Beware of the Black Moon!
Luna – Roman goddess of the moon.
Friday, September 30th we will get to experience a somewhat unusual lunar event: a black moon. Sounds eerie, but it’s really just the second new moon in a single month. We’re all familiar with a full moon, it’s the period when the moon’s Earth-facing side is fully illuminated by sunlight. When the moon’s Earth-facing side is fully in shadow it is called a new moon. We can’t see the moon when it’s Earth-facing side is in shadow, so you might be wondering why we don’t call it a ‘no moon’. The term new moon can be traced back to ancient calendars (some of which are still in use), which were based on lunar cycles. In those calendars, the new month begins the day the first sliver of the moon becomes visible. A new moon used to indicate a new month. Our next full moon will be October 15th. Our next new moon will occur on Halloween. It will be very dark on Halloween this year, so if you’re trick or treating wear something that makes you easily seen and beware of what lurks in the darkness of the new moon.
Don’t Miss the Library’s Annual Quilt Raffle!

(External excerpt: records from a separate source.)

Issue #541, opened 2021-03-14
Markdown Export Pod


kevinslin:
## Context

Dendron recently launched the ability to [export to plain markdown](https://wiki.dendron.so/notes/13c4a608-0a32-4c62-9c7e-2b7f9f2d18bf.html#export). This is still an experimental feature and we are collecting feedback on how to best implement this. 

## Proposal

This issue is to collect feedback and additional usecases for the export feature. Please reply in the comments in the following format:

## Sample Feedback
- Feature: Support exporting assets 
- Use cases: GitBook, Typora, etc.

buxel:
- Feature: control what is exported, similar to publishing
- Use cases: i'd like to publish parts of my vault to our team's DevOps Wiki

PR #827, opened 2021-06-16
feat:export markdown pod functionality

jonathanyeung:
Improving functionality around markdown pod export. 

Related Links
- https://github.com/dendronhq/dendron/issues/541#issue-831219413
- https://wiki.dendron.so/notes/ccab31c4-e9ca-4ee8-b754-f786a3f3be6e.html

### DIFF
--- a/packages/engine-server/src/markdown/remark/utils.ts
+++ b/packages/engine-server/src/markdown/remark/utils.ts
@@ -589,7 +589,7 @@ export class RemarkUtils {
 
   // --- conversion
 
-  static convertObsidianLinks(note: NoteProps, changes: NoteChangeEntry[]) {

Do you have your tickets for the library’s annual quilt raffle? They are available at the library for $2.00 each or 3 for $5.00. As always, Becky Jensen, did a beautiful job! You still have plenty of time to buy tickets because the drawing won’t be held until October 5th. Don’t hesitate – buy those tickets now!

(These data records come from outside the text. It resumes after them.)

PR #828, opened 2021-06-16
feat: filter graph by string

hfellerhoff:
Added:
- Whitelist/blacklist support for filtering the graph
- Filters based on label and filename
- Supports comma-separated and space-separated lists lists as input


packages/dendron-next-server/components/graph-filter-view.tsx
```diff
@@ -112,6 +122,59 @@ const GraphFilterView = ({ config, setConfig }: FilterProps) => {
...
+      }, delay)
+    );
+  };
+
+  return (
+    <Space direction="vertical" style={{ marginBottom: "1rem" }}>
+      <Typography>{label}</Typography>
+      <Input
+        defaultValue={entry.value}
+        onChange={(newValue) => handleChange(newValue.target.value)}
```
kevinslin, line 161: Looks like c/p isn't working in the webview because of the workaround we have: [[Copy and Paste|pkg.dendron-next-server.arch#copy-and-paste]]
Can we make sure that keyboard events are propagated upwards to vscode? You can see an working example of this is `Dendron: Configure` in the webview there.

packages/dendron-next-server/components/graph.tsx
```diff
@@ -1,12 +1,7 @@
...
 import React, { useEffect, useRef, useState } from "react";
-import cytoscape, {
-  Core,
-  EdgeDefinition,
-  ElementsDefinition,
-  EventHandler,
-} from "cytoscape";
+import cytoscape, { Core, EdgeDefinition, EventHandler } from "cytoscape";
 // @ts-ignore
 import euler from "cytoscape-euler";
```
kevinslin, line 6: there's no `@types/` package for this?

kevinslin (changes requested):

packages/dendron-next-server/components/graph.tsx
hfellerhoff: There's not. I can look into adding a `d.ts` file to be able to get rid of the `//@ts-ignore` if you'd like

kevinslin: yeah, that would be preferred :)

packages/dendron-next-server/components/graph-filter-view.tsx
hfellerhoff: The keyboard events are now being propagated correctly, but despite that they still aren't triggering commands like Copy and Paste. Because of that this is a bit blocked at the moment - every other component of the PR should be good to go

packages/dendron-next-server/pages/vscode/graph-note.tsx
```diff
@@ -31,6 +31,7 @@ import {
 } from "../../lib/graph";
 import GraphFilterView from "../../components/graph-filter-view";
 import useGraphElements from "../../hooks/useGraphElements";
+import usePropegateKeystrokes from "../../hooks/usePropegateKeystrokes";
```
kevinslin, line 34: remove

packages/dendron-next-server/pages/vscode/graph-note.tsx
```diff
@@ -40,6 +41,7 @@ export default function FullNoteGraph({
   const [config, setConfig] = useState<GraphConfig>(graphConfig.note);
 
   const elements = useGraphElements({ type: "note", engine });
+  usePropegateKeystrokes();
```
kevinslin, line 44: remove

packages/dendron-next-server/pages/vscode/graph-schema.tsx
```diff
@@ -15,6 +15,7 @@ import {
   GraphViewMessage,
   GraphViewMessageType,
 } from "@dendronhq/common-all";
+import usePropegateKeystrokes from "../../hooks/usePropegateKeystrokes";
```
kevinslin, line 18: see above comments

kevinslin (changes requested):
played around with this. to enable c/p, you'll need to pass in the following option when calling `createWebviewPanel`

```
        enableFindWidget: true,
```

hfellerhoff:
> played around with this. to enable c/p, you'll need to pass in the following option when calling `createWebviewPanel`
> 
> 
> 
> ```
> 
>         enableFindWidget: true,
> 
> ```

Glad it's simple - I'll make that change

packages/dendron-next-server/hooks/usePropegateKeystrokes.tsx
```diff
@@ -0,0 +1,37 @@
+import { useEffect } from "react";
+
+const usePropegateKeystrokes = () => {
```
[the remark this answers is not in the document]
hfellerhoff: Does useVSCodeMessage handle sending messages as well? At first glance it looks like it's designed for listening to messages, not sending them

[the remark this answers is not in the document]
kevinslin: yep. it listens to messages and then posts them to the parent. this is what we're relying on for `ConfigureWithUI`

kevinslin (approved):

PR #831, opened 2021-06-18
feat/seed-enhance

kevinslin:
bag of improvements for seed bank:

- better cli output
- support custom `site` object
- copy note url is seed specific
- convert remove vaults into seeds


packages/common-all/src/types/seed.ts
```diff
@@ -6,6 +6,15 @@ export type SeedConfig = {
...
   contact?: SeedContact;
+  /**
+   * Url for seed
+   */
+  site?: SeedSite;
+};
+
+export type SeedSite = {
+  url: string;
+  index?: string;
```
jonathanyeung, line 17: What does index here mean/do?

packages/engine-server/src/seed/service.ts
```diff
@@ -99,8 +104,24 @@ export class SeedService {
...
+    const spath = SeedUtils.seed2Path({ wsRoot, id });
+    fs.ensureDirSync(path.dirname(spath));
+    const git = simpleGit({ baseDir: wsRoot });
+    const options: {
+      "--track"?: string;
+    } = {};
+    if (branch) {
+      options["--track"] = branch;
+    }
+    await git.clone(seed.repository.url, spath, options);
```
jonathanyeung, line 124: Any possibilities of name collisions here? i.e. if folder w/ name already exists.

packages/dendron-cli/src/commands/base.ts
```diff
@@ -47,11 +49,13 @@ export abstract class CLICommand<TOpts, TOut> extends BaseCommand<TOpts, TOut> {
...
-    // add wsRoot if not exist
     if (!args.wsRoot) {
       const cwd = process.cwd();
-      if (!fs.existsSync(path.join(cwd, "dendron.yml"))) {
-        console.log("no workspace deted. --wsRoot must be set");
+      if (
+        !fs.existsSync(path.join(cwd, "dendron.yml")) &&
+        !this.wsRootOptional
+      ) {
+        console.log("no workspace detecd. --wsRoot must be set");
```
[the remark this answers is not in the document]
kevinslin: you are finding all my typos :)

packages/common-all/src/types/seed.ts
kevinslin: equivalent of `siteIndex`, see https://wiki.dendron.so/notes/f2ed8639-a604-4a9d-b76c-41e205fb8713.html#siteindex-optional

packages/engine-server/src/seed/service.ts
kevinslin: we are going with the npm approach where the name has to be globally unique. a seed name is `{publisher}.{name}`

jonathanyeung (approved):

Election Day is Tuesday November 8th.
If you’re not registered, you still have time to register and exercise your right to vote. Your application must be delivered or mailed 25 days before the election, making the deadline to register Friday, October 14th. You can download a copy of the New York State Voter Registration Form here: Voter Registration Form
. Remember, you can always print out a copy of this form at the library. Be sure to use only a blue or black pen when completing the form. If you are unsure of your status or unsure of your polling location, you can check both here: Board of Elections.

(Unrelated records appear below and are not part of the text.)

PR #1631, opened 2021-11-01
enhance: adding error messaging and additional validation for when schemas are malformed

nickolay-kondratyev:
# enhance: adding error messaging and additional validation for when schemas are malformed

Adding error messaging and additional validation for when schemas are malformed.

# Pull Request Checklist

### Quality Assurance

## Follow up
Integrate the schemas malformed messaging with on save update (separate commit that is currently in review).


nickolay-kondratyev:
See that CLI tests are not passing will look into it.

packages/common-server/src/parser.ts
```diff
@@ -129,6 +145,31 @@ export class SchemaParserV2 extends ParserBaseV2 {
...
 
+  static createSchema(
+    opts: (SchemaOpts | SchemaRaw) & { vault: DVault }
+  ): SchemaProps {
+    this.validateSchemaObjOptsOnlyUseAllowedKeys(opts);
+
+    return SchemaUtils.create(opts);
+  }
+
+  private static validateSchemaObjOptsOnlyUseAllowedKeys(
```
kevinslin, line 156: we currently use [ajv](https://ajv.js.org/guide/typescript.html) library for pods to validate and error on schema. you might want to use this instead of creating our own (note: you'll need to add `ajv` to `common-server` as a dependency since its currently only used in `pods-core`)

kevinslin: see how we're using it [here](https://github.com/dendronhq/dendron-site/blob/dev/vault/pkg.pods-core.ref.validation.md#L17:L17)

kevinslin (changes requested):

packages/common-all/src/constants.ts
```diff
@@ -62,6 +62,10 @@ export enum ERROR_STATUS {
   UNKNOWN = "unknown",
 }
 
+export enum USER_MESSAGES {
```
jonathanyeung, line 65: nice, ty - let's start consolidating to this centralized location for user strings.

packages/engine-server/src/drivers/file/storev2.ts
```diff
@@ -146,9 +147,27 @@ export class FileStorage implements DStore {
...
+      if (resp.error && resp.error.payload) {
+        reason = JSON.parse(JSON.parse(resp.error.payload)[0].payload).message;
+      }
+    } catch (parseErr) {
+      reason = USER_MESSAGES.UNKNOWN;
+    }
+
     return new DendronError({
-      message: "schema malformed",
+      message: `Schema '${filePath}' is malformed. Reason: ${reason}. Use 'Go to File...' command to resolve malformed schema.`,
```
jonathanyeung, line 170: Speaking out loud - it'd be nice for us to include a button in the error notification such that they can click on it and be taken directly to the schema file for editing.  It'd be hard (and perhaps undesirable) to pack that info into a DendronError though. Something maybe for V2/V3

packages/common-all/src/constants.ts
nickolay-kondratyev: We might want to consider laying the groundwork in an extensible way  (to allow localization to happen in the future), but this is a step towards right direction.

packages/engine-server/src/drivers/file/storev2.ts
nickolay-kondratyev: Something like optional `errorData.fileAtFault` seems reasonable to have within DendronError. Dendron deals with files so fileAtFault in DendronError does not appear to break placement. Not sure if we can add buttons with `window.showErrorMessage` though.

jonathanyeung: It should be possible with the `items[]` param: https://code.visualstudio.com/api/references/vscode-api#window.showErrorMessage

packages/common-server/src/parser.ts
nickolay-kondratyev: Added AJV for the bulk the bulk of the schema validation.

NOTE: Added a brand new dependency ajv-errors (https://www.npmjs.com/package/ajv-errors) as part of this. It has MIT license and 10Milllion weekly downloads. This is used to format AJV errors in a user friendly way. 

Still kept some of the manual validation like validating that only the top schemas to require ids, since it appears overkill to create another separate AJV schema just for validation of id existence (if there are other cases specific to top level we can refactor into AJV validation).

kevinslin (changes requested):
looks like there are compiler issues preventing the build

packages/engine-server/src/drivers/file/storev2.ts
nickolay-kondratyev: Added a follow up ![[scratch.2021.11.04.134933.add-file-navigation-in-schema-malformed-message]]

nickolay-kondratyev:
Looks like splitting the createFromSchemaRaw/createFromSchemaOpts and possibly merge changes have caused the inline schema tests to break. Good thing tests are catching this, I dont see why its breaking quickly. Will have to investigate deeper possibly tomorrow.

jonathanyeung (approved):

Research Tools for Scholars of All Ages
Did you know your library card provides you with access to more than a dozen academic databases? Best of all there is something for scholars of every age. Kids InfoBits
is designed especially for students in kindergarten through fifth grade. Another tool for younger students is eLibrary Elementary
, it’s a general reference database designed specifically to engage and guide young students. Older students will find the National Newspaper Index
and the Literary Reference Center
to be of great value. The complete list of databases can be found on the Southern Tier Library Systems website: here
Put Google Scholar to Work This School Year
Google Scholar doesn’t get a lot of hype, but it’s a powerful tool.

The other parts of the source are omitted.